ObjectSecurity today announced that it has been awarded “America West Regional Finalist 2009” in the “Most Promising Security Start-up Category” for their OpenPMF™ product by the Global Security Challenge.
Developed since 2000, OpenPMF™ is a security extension for application development tools that makes application security manageable, cheaper, and less risky. It helps security professionals and application developers automatically secure today’s large, interconnected, rapidly evolving applications (e.g. SOA with BPM, Cloud, legacy). OpenPMF uniquely minimizes the security maintenance cost even for agile applications and workflows. It also automatically enforces and monitors security, an important element of SOA governance. It ties into development tools, which makes it a critical element of a secure application development lifecycle and IT best practices – dealing with policy abstraction, externalization, authoring, automation, enforcement, monitoring, and verification. OpenPMF is award-winning, patent-pending, proven and standards-based technology, with deployments including US Navy & Air Force & a European air traffic control simulation & training project.
1. Save time and money
Security professionals focus on security
Application professionals focus on the application
Automatically generate & update application security policies
2. Adopt security easily & flexibly
Development tool integration out of the box (Eclipse & Intalio)

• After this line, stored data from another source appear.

PR #1247, opened 2023-10-24
Fix VSTHRD012 false positive due to inaccessible overloads

### LINKED ISSUE #1111: VSTHRD012 wrongly reported on private/internal members
#### Bug description
VSTHRD012 gets reported if there is a private overload of a method with a JTF parameter.

#### Repro steps
```c#
static class Extensions
{
    public static void OnMainThread(Action action) => OnMainThread(Factory, action);
    
    private static void OnMainThread(JoinableTaskFactory factory, Action action) => factory.Run(async delegate
    {
        await Factory.SwitchToMainThreadAsync();
        action();
    });
}
```
From anywhere else:

```c#
Extensions.OnMainThread(() => { }) // <- this will report VSTHRD012
```

#### Expected behavior
No VSTRHD012 reported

Multiple licensing alternatives and gradual adoption options
No security expertise required
3. Align business & security, improved proactive security & agility
Removes technology and security silos, and reuses legacy
Security & development separated, but linked via policy
Comprehensive, fine-grained security monitoring & auditing
OpenPMF significantly simplifies security policy management thanks to its innovative model-driven security approach. It reduces cost/effort, aligns business and IT, enables secure IT agility, and enhances security. OpenPMF also includes multi-platform enforcement and monitoring. It offers far better flexibility and manageability than traditional identity management and authorization management solutions.